Contrarily to the inpainting strategy proposed, we present also a method based on the knowledge of the device PRNU, in which an image-wise anonymization loop is built upon a CNN-based noise extractor. Specifically, an autoencoder-inspired fully-convolutional neural network is trained as anonymization function via back-propagation, exploiting the possibilities offered by a recently introduced CNN-based denoising method. We follow a different perspective with respect to all standard approaches to CNNs: instead of training a CNN on many images to learn a generalizable method, we “overfit” the proposed CNN on each single image to be anonymized. In other words, we consider the CNN as a parametric operator.Other applications
The know-how acquired during the PhD program on regularization techniques for inpainting and denoising of digital images, in addition to the matured experience on convolutional neural networks, has generated the possibility to solve similar problems belonging to fields of research completely far from forensics. For instance, even if including higher dimension data, different constraints and priors, denoising and inpainting problems are commonplace in geophysics applications as well. Some examples can be found in removal of random and/or coherent noise in seismic pre-processing workflow, or in reconstruction of regular and densely-sampled seismic traces. Indeed, there is a keen interest in the geophysics community regarding data denoising and interpolation.Given these premises, our research includes also investigations of CNN architectures for the goal of denoising and/or interpolation of 2D common shot gathers. Inspired by the great contributions achieved in image processing and computer vision, we investigate a particular architecture referred to as U-net, which implements a convolutional autoencoder able to describe the complex features of clean and regularly sampled data for reconstructing the corrupted ones. Future perspectives
The research done in this project enabled us defining a set of future research lines. As a matter of fact, we are currently working on source device identification considering stabilized video sequences. Since in-camera video stabilization affects the residuals of PRNU in video frames by introducing geometric transformations different from frame to frame, there is still room for improvement in developing even more efficient and fast strategies to identify the source device and estimate a reliable fingerprint directly from stabilized videos.
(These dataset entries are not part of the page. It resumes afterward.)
Issue #60, opened 2021-01-11
SQForm Dialogs should let a user know that the form is dirty before they cancel/close


Chris-Boyle:
**Overview:** In an edit scenario we pull up a dialog with all of the initial values set.  If we change a value we can now submit the values with the one change.  We can also Cancel out of the dialog at any point.  If we have dirtied the form by changing a value and then click cancel/close our form should check that we didn't want to Submit/Save that value.  We should get some kind of "Are you sure you want to cancel without saving your changes?" message.

**Impacts**: SQFormDialog and SQFormDialogStepper

**Loom**: https://www.loom.com/share/06b59e404ebd492aac23a2fd782af555

Chris-Boyle:
Worked with UX on a comp.
Modal Title : “Cancel [Whatevs]”
Modal Body : You currently have unsaved changes which will be lost if you continue.
Primary Action : “Continue”
Secondary Action : “Go Back”

PR #85, opened 2021-01-28
Added Are you Sure? Dialog in SQFormDialog component

shahzaib-haider1:
✅ Closes: #60 
Added Are you Sure? Dialog Alert in SQFormDialog

AYS modal will be open if the form is dirty otherwise dialog will be close upon clicking the cancel button.

here is an updated  loom video
https://www.loom.com/share/c15d212716e9415eb2af9bc20e7a4c4a

### DIFF
--- a/src/components/SQFormDialog/SQFormDialog.js
+++ b/src/components/SQFormDialog/SQFormDialog.js
@@ -20,7 +20,9 @@ function SQFormDialog({
   initialValues,
   muiGridProps = {},
   shouldRequireFieldUpdates = false,
-  validationSchema
+  validationSchema,
+  cancelConfirmDialogProps = {},
+  showCancelConfirmDialog = true
 }) {
   const validationYupSchema = React.useMemo(() => {
     if (!validationSchema) return;
@@ -52,6 +54,8 @@ function SQFormDialog({
         shouldRequireFieldUpdates={shouldRequireFieldUpdates}
         title={title}
         muiGridProps={muiGridProps}
+        showCancelConfirmDialog={showCancelConfirmDialog}
+        cancelConfirmDialogProps={cancelConfirmDialogProps}
       />
     </Formik>
   );
@@ -82,13 +86,25 @@ SQFormDialog.propTypes = {
   initialValues: PropTypes.object.isRequired,
   /** Any prop from https://material-ui.com/api/grid */
   muiGridProps: PropTypes.object,
-  /** Whether or not the dialog form requires updates to the form to enable the submit button */
+  /** open/close props for cancel confirmation dialog*/
   shouldRequireFieldUpdates: PropTypes.bool,
   /**
    * Yup validation schema shape
    * https://jaredpalmer.com/formik/docs/guides/validation#validationschema
    * */
-  validationSchema: PropTypes.object
+  validationSchema: PropTypes.object,
+  /** Whether or not the Cancel Confirm Dialog nedeeded */
+  showCancelConfirmDialog: PropTypes.bool,
+  /**
+   * Any Valid props for Cancel Confirmation Dialog
+   * title: Modal Title
+   * secondaryButtonText: The secondary button text (Button located on left side of Dialog)
+   * primaryButtonText: The primary button text (Button located on right side of Dialog)
+   * content: The content to be rendered in the dialog body
+   * https://jaredpalmer.com/formik/docs/guides/validation#validationschema
+   *
+   * */
+  cancelConfirmDialogProps: PropTypes.object
 };
 
 export default SQFormDialog;
--- a/src/components/SQFormDialog/SQFormDialog.js
+++ b/src/components/SQFormDialog/SQFormDialog.js
@@ -22,7 +22,7 @@ function SQFormDialog({
   shouldRequireFieldUpdates = false,
   validationSchema,
   cancelConfirmDialogProps = {},
-  showCancelConfirmDialog = true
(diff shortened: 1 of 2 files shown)


src/components/SQFormDialog/SQFormDialog.js
```diff
@@ -88,7 +92,19 @@ SQFormDialog.propTypes = {
...
+  /**
+   * Any Valid props for Cancel Confirmation Dialog
+   * title: Modal Title
+   * secondaryButtonText: The secondary button text (Button located on left side of Dialog)
+   * primaryButtonText: The primary button text (Button located on right side of Dialog)
+   * content: The content to be rendered in the dialog body
+   * https://jaredpalmer.com/formik/docs/guides/validation#validationschema
+   *
+   * */
+  cancelConfirmDialogProps: PropTypes.object
```
SeanGroff, line 107: Instead of a comment, the prop type itself should document the shape. Use prop type shape instead of prop type object please.

src/components/SQFormDialog/SQFormDialogInner.js
```diff
@@ -40,54 +40,96 @@ function SQFormDialogInner({
...
+    isDialogAlertModalOpen,
+    {openDialog: openDialogAlertModal, closeDialog: closeDialogAlertModal}
+  ] = useDialog();
+
+  const handleCancel = () => {
+    if (!showCancelConfirmDialog) {
+      resetForm();
+      onClose();
+
+      return;
```
SeanGroff, line 60: For short and sweet if/else scenarios that don't return a value, if/else block is generally more declarative.

SeanGroff (changes requested):
Please use a conventional commit or else the npm version won't increment. 

npm run commit

Select "feature" for the commit type. 

Please see the Contributing section of the ReadMe for full details.

src/components/SQFormDialog/SQFormDialogInner.js
```diff
@@ -40,54 +40,96 @@ function SQFormDialogInner({
   saveButtonText,
   shouldRequireFieldUpdates = false,
   title,
-  muiGridProps
+  muiGridProps,
+  showCancelConfirmDialog,
```
umerjamal100, line 44: We need to add `showCancelConfirmDialog` and `cancelConfirmDialogProps` in `SQFormDialogInner.propTypes`.

shahzaib-haider1: Sure @umerjamal100 Thank you

src/components/SQFormDialog/SQFormDialogInner.js
saadurrehman-selectquote: @SeanGroff are we not following internal coding standards for SQForm?

umerjamal100 (approved):

src/components/SQFormDialog/SQFormDialogInner.js
```diff
@@ -40,54 +40,94 @@ function SQFormDialogInner({
...
+                {saveButtonText}
+              </SQFormButton>
+            )}
+          </DialogActions>
+        </Form>
+      </Dialog>
+
+      {openCancelConfirmationDialog && (
+        <DialogAlert
+          isOpen={isDialogAlertModalOpen}
```
Chris-Boyle, line 118: [blocker] It looks like the only props from `cancelConfirmDialogProps` that are being used is the content.  If we are not going to use the other props we should remove them from the propTypes and possibly simplify the `cancelConfirmDialogProps` to just one prop that is a string.  Possibly `cancelConfirmDialogBody`

Chris-Boyle: If UX did not request the dialog box to be customizable we should not allow consumers to customize it.  We should just use the values that UX gave us.

shahzaib-haider1: @Chris-Boyle I have updated the PR please have a look

Chris-Boyle (approved):

src/components/SQFormDialog/SQFormDialogInner.js
```diff
@@ -45,49 +45,76 @@ function SQFormDialogInner({
...
   const {resetForm} = useSQFormContext();
 
-  const handleClose = () => {
+  const [
+    isDialogAlertOpen,
+    {openDialog: openDialogAlert, closeDialog: closeDialogAlert}
+  ] = useDialog();
+
+  const handleCancel = () => {
+    openDialogAlert();
```
Chris-Boyle, line 54: Are you popping the modal open every time Cancel is clicked or only if the form is dirty?  I think we want to only do open the dialog if the form is dirty.

SeanGroff: This is still a blocker from my first review @shahzaib-haider1 
Your other changes look really good. From what I see, this is the last remaining issue.

The AYS modal should only open IF changes to the form have been made
Otherwise, the cancel button closes the modal as usual.

SeanGroff (changes requested):
Remaining changes I'm requesting
* AYS modal only opens IF changes to the form fields have been made
* Sync this feature branch with the latest master branch

SeanGroff (approved):

src/components/SQFormDialog/SQFormDialogInner.js
shahzaib-haider1: @SeanGroff I have updated the PR and now AYS modal will be open when the form is dirty

Issue #91, opened 2021-02-16
Change condition for rendering the Fulfilled Icon on fields


SeanGroff:
If a field contains a value AND is not in an error state -> Display fulfilled icon

Approved by UX

PR #93, opened 2021-02-16
fix: 🐛 Field is fulfilled if theres no error and theres a value

SeanGroff:
✅ Closes: #91

Loom: https://www.loom.com/share/c06513c248454d00b6690c75ad045056

Now, the fulfilled icon only appears when a field is not in an error state and a value is present.
Also fixed a bug where the value `0` (or any falsy number) in a numeric input would be treated as a non-value.

### DIFF
--- a/src/components/SQForm/useForm.js
+++ b/src/components/SQForm/useForm.js
@@ -14,11 +14,7 @@ function _handleError(name, isRequired) {
   }
 }
 
-function _getIsFulfilled(isRequired, hasValue, isError) {
-  if (!isRequired && !isError) {
-    return true;
-  }
-
+function _getIsFulfilled(hasValue, isError) {
   if (hasValue && !isError) {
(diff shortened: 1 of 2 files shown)


src/components/SQForm/useForm.js
```diff
@@ -33,11 +29,11 @@ function _getHasValue(meta) {
     return !!fieldValue.length;
   }
 
-  if (fieldValue) {
+  if (typeof fieldValue === 'number') {
     return true;
   }
 
-  return false;
+  return !!fieldValue ?? false;
```
lucas-homer, line 36: this got me thinking... what does `!!fieldValue` eval to when `fieldValue` is undefined or null? False! This is minor, and not a blocker per se, but... isn't the nullish coalescing unnecessary here?

lucas-homer (approved):

Issue #96, opened 2021-02-18
SQFormDialogStepper Add ability to disable submit/next button programmatically


Chris-Boyle:
**As a** user of the stepper
**I want to** be able to disable the next/submit button until an API call or some other function occurs outside of the Formik context
**So that I** can stop users from going forward to the next step or submitting.

PR #97, opened 2021-02-18
feat: 🎸 Added ability to disable next in the stepper

Chris-Boyle:
✅ Closes: #96

As a user of the stepper
I want to be able to disable the next/submit button until an API call or some other function occurs outside of the Formik context
So that I can stop users from going forward to the next step or submitting.

Loom uses local state that I added to the story.  Couldn't commit it but it was needed for the demo.
https://www.loom.com/share/8049ff6117704737b0080c52af89c0d4


20BBrown14 (approved):
🔥

SeanGroff (approved):

Issue #64, opened 2021-01-12
SQForm Radio Buttons


SeanGroff:
Build a Radio Buttons/Group component for the SQForm library.
Here's the blueprint which is the official example from Formik [Radio Group Example](https://github.com/formium/formik/tree/master/examples/radio-group)

PR #100, opened 2021-02-25
feat: 🎸 Added SQFormRadioButtonGroup component

20BBrown14:
Added SQFormRadioButtonGroup component to allow for a radio button input
within the context of SQForm

✅ Closes: #64

Checkout this mind blowing loom: https://www.loom.com/share/3bc2d0ed03e44fd19ef52bbe39b88381

Screen Shot 2021-03-01 at 11 38 38 AM
Screen Shot 2021-03-01 at 11 38 44 AM

### DIFF
--- a/src/components/SQForm/SQFormRadioButtonGroup.js
+++ b/src/components/SQForm/SQFormRadioButtonGroup.js
@@ -1,0 +1,87 @@
+import React from 'react';
+import PropTypes from 'prop-types';
+import Grid from '@material-ui/core/Grid';
+import RadioGroup from '@material-ui/core/RadioGroup';
+import FormHelperText from '@material-ui/core/FormHelperText';
+import InputLabel from '@material-ui/core/InputLabel';
+import {SQFormRadioButtonGroupItem} from '../../../src';
+import {useForm} from './useForm';
+
+function SQFormRadioButtonGroup({
+  name,
+  onChange,
+  isRequired = false,
+  shouldDisplayInRow = false,
+  size = 'auto',
+  groupLabel,
+  children
+}) {
+  const {
+    formikField: {field},
+    fieldHelpers: {handleChange, HelperTextComponent}
+  } = useForm({
+    name,
+    isRequired,
+    onChange
+  });
+
+  const childrenToRadioGroupItems = () => {
+    return children.map(radioOption => {
+      const {label, value, isDisabled, inputProps} = radioOption;
+      return (
+        <SQFormRadioButtonGroupItem
+          label={label}
+          value={value}
+          isDisabled={isDisabled}
+          isRowDisplay={shouldDisplayInRow}
+          inputProps={inputProps}
+          key={`SQFormRadioButtonGroupItem_${value}`}
+        />
+      );
+    });
+  };
+
+  return (
+    <Grid item sm={size}>
+      <InputLabel id={groupLabel.toLowerCase()}>{groupLabel}</InputLabel>
+      <RadioGroup
+        value={field.value}
+        row={shouldDisplayInRow}
+        aria-label={`SQFormRadioButtonGroup_${name}`}
+        name={name}
+        onChange={handleChange}
+      >
+        {childrenToRadioGroupItems()}
+      </RadioGroup>
+      <FormHelperText required={isRequired}>
+        {HelperTextComponent}
+      </FormHelperText>
+    </Grid>
+  );
+}
+
+SQFormRadioButtonGroup.propTypes = {
+  /** Name of the radio group */
+  name: PropTypes.string.isRequired,
+  /** Function to call on value change */
+  onChange: PropTypes.func,
+  /** Whether this radio selection is required */
+  isRequired: PropTypes.bool,
+  /** Whether to display group in row */
+  shouldDisplayInRow: PropTypes.bool,
+  /** Size of the input given full-width is 12. */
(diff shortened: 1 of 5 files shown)


src/components/SQForm/SQFormRadioButtonGroup.js
```diff
@@ -0,0 +1,79 @@
...
+import Grid from '@material-ui/core/Grid';
+import RadioGroup from '@material-ui/core/RadioGroup';
+import FormHelperText from '@material-ui/core/FormHelperText';
+import InputLabel from '@material-ui/core/InputLabel';
+import {SQFormRadioButtonGroupItem} from '../../../src';
+import {useForm} from './useForm';
+
+function SQFormRadioButtonGroup({
+  name,
+  onChange = () => {},
```
SeanGroff, line 12: Let's leave this `undefined` (no default value)
See this line in `useForm`

https://github.com/SelectQuoteLabs/SQForm/blob/755d6e9b2df812daf500f3ce8d7bfc4dab78a947/src/components/SQForm/useForm.js#L54

src/components/SQForm/SQFormRadioButtonGroup.js
```diff
@@ -0,0 +1,79 @@
+import React from 'react';
+import PropTypes from 'prop-types';
+import Grid from '@material-ui/core/Grid';
+import RadioGroup from '@material-ui/core/RadioGroup';
+import FormHelperText from '@material-ui/core/FormHelperText';
+import InputLabel from '@material-ui/core/InputLabel';
+import {SQFormRadioButtonGroupItem} from '../../../src';
+import {useForm} from './useForm';
+
+function SQFormRadioButtonGroup({
```
SeanGroff, line 10: Can we also expose `onBlur` to maintain a consistent API with our other form elements?

src/components/SQForm/SQFormRadioButtonGroup.js
```diff
@@ -0,0 +1,79 @@
...
+    onChange
+  });
+
+  const childrenToRadioGroupItems = () => {
+    return children.map(radioOption => {
+      return (
+        <SQFormRadioButtonGroupItem
+          label={radioOption.label}
+          value={radioOption.value}
+          inputProps={radioOption.inputProps}
```
SeanGroff, line 33: Can we add an `isDisabled` prop in addition to the `inputProps`?
I know we can accomplish a disabled state with `inputProps` but it's such a common need it's good to make it clear in the props API without having to go to the MUI docs.
This would also maintain a consistent API with the other SQForm elements

SeanGroff (changes requested):
Seriously outstanding work @20BBrown14 💪
In addition to the minor tweaks, can you demo this with Chris Nemeth to perform a design review?

It would be great to see the Radio Group added to an existing story so we can see how it lines up with the other elements and ensure the typography matches up.

src/components/SQForm/SQFormRadioButtonGroup.js
20BBrown14: Do Radio buttons blur, though? MUI `[RadioGroup](https://material-ui.com/api/radio-group/)` doesn't expose an `onBlur` prop. Neither does the `[Radio](https://material-ui.com/api/radio/) component.

SeanGroff: IF MUI doesn't expose it, then disregard it. If the need develops in the future, we can circle back.

SeanGroff (approved):

20BBrown14:
> In addition to the minor tweaks, can you demo this with Chris Nemeth to perform a design review?

I talked with Chris and he only one suggestion. When the radio buttons are in a row he'd like to see more space inbetween the buttons. I'm working on that now.

20BBrown14:
> > In addition to the minor tweaks, can you demo this with Chris Nemeth to perform a design review?
> 
> I talked with Chris and he only one suggestion. When the radio buttons are in a row he'd like to see more space inbetween the buttons. I'm working on that now.

When the radio group is displayed in a row there is a right margin of 30px now, defaultw as 16. Per Chris N. I wanted to make sure that there was no extra margin if the group was displayed vertically to avoid any unexpected layout issues so that's why i added that check in the group item specifically.

src/components/SQForm/SQFormRadioButtonGroup.js
```diff
@@ -0,0 +1,87 @@
+import React from 'react';
+import PropTypes from 'prop-types';
+import Grid from '@material-ui/core/Grid';
+import RadioGroup from '@material-ui/core/RadioGroup';
+import FormHelperText from '@material-ui/core/FormHelperText';
+import InputLabel from '@material-ui/core/InputLabel';
+import {SQFormRadioButtonGroupItem} from '../../../src';
```
hvilander, line 7: absolute imports?

hvilander (approved):
Nice work

src/components/SQForm/SQFormRadioButtonGroup.js
20BBrown14: Absolute import won't work here. I *think* it's because webpack starts resolving things, for the purpose of absolute imports, starting in the `src` directory. So importing from `src` directory directly, as an absolute import, webpack can't resolve it.

SeanGroff: I've never configured webpack to handle absolute imports for this project. Since it's not a create-react-app project I have to customize webpack. Since I don't believe we ever go deeper than 3 or 4 levels we are probably ok without it.

SeanGroff (approved):

Issue #92, opened 2021-02-16
SQFormDropdown not Orange in Error State


SeanGroff:
When the SQFormDropdown component falls into an error state, its label and input bottom border line doesn't change to Orange.

See Example Screenshot

![Screen Shot 2021-02-16 at 3 45 32 PM](https://user-images.githubusercontent.com/4367312/108125602-4b7b0900-706e-11eb-9079-39ef18507414.png)

PR #102, opened 2021-03-02
fix: 🐛 SQFormDropdown - add error props to InputLabel and Select

codyarose:
✅ Closes: #92 

`SQFormDropdown` now properly shows the orange label and underline when in an error state.
Loom: https://www.loom.com/share/24321e12b6a347caaa1e6b9c73104b99


SeanGroff (approved):
Thank you for the 🐛 fix @codyarose!!

PR #3, opened 2019-03-28
Feature dropdown component

ben-schumacher:


spiegela:
This is looking close, but I noticed a couple of things:

1.  I noticed that if I expand sub-menus, and then close the top button, the sub menus are left open.
Dropdown-close-cascade

2. I checked in the library app, and it appears to support "clicking away" to close the component. I'm not sure how to implement that in React, but we should take a look.

3. The library app isn't clear, but I think the button icon should toggle between up and down when the dropdown is expanded. 

The last piece is more of an aside. I see that these drop downs don't look like they really support scrollable containers.  Since things in Relay are all paginated, we should consider adding scrolling and search support to this.

ben-schumacher:
Hi @spiegela,
Items 1 and 2 above are actually working for me as intended.  I can't reproduce item 1, and for item 2, it's always been my intention that the dropdown goes back to it's original state when clicking away.  For item 3, I just pushed a commit that switches the caret up/down when clicking in/out of the dropdown.

Ben

PR #11, opened 2019-05-14
Feature datepicker component

ben-schumacher:


src/forms/datepicker/DatePicker.tsx
```diff
@@ -0,0 +1,423 @@
...
+
+enum ViewMode {
+    Day,
+    Month,
+    Year,
+}
+
+export class DatePicker extends React.PureComponent<DatePickerProps, DatePickerState> {
+    static defaultProps: DatePickerProps = {
+        locale: "en",
```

Differently from the already investigated model-based approaches, we aim at exploiting CNN-based strategies, conceptually similar to that proposed for image-source device identification.
Specifically, we set two goals: (i) given a device reference fingerprint, training a CNN which takes as input the video frames and the device fingerprint and returns the probability that the video sequence comes from that device; (ii) given a set of video frames coming from the same device, computing the reference fingerprint of the source device.The major challenge with respect to CNN applied to images is that architecture and training strategy must be chosen in order to be robust to the transformations introduced by stabilization. In other words, we aspire to exploit the CNN as a sort of video de-stabilizer: given a stabilized video, the network should learn how to follow the subtle sensor traces left on frames to correctly realign them, in such a way as to delete the effect of stabilization.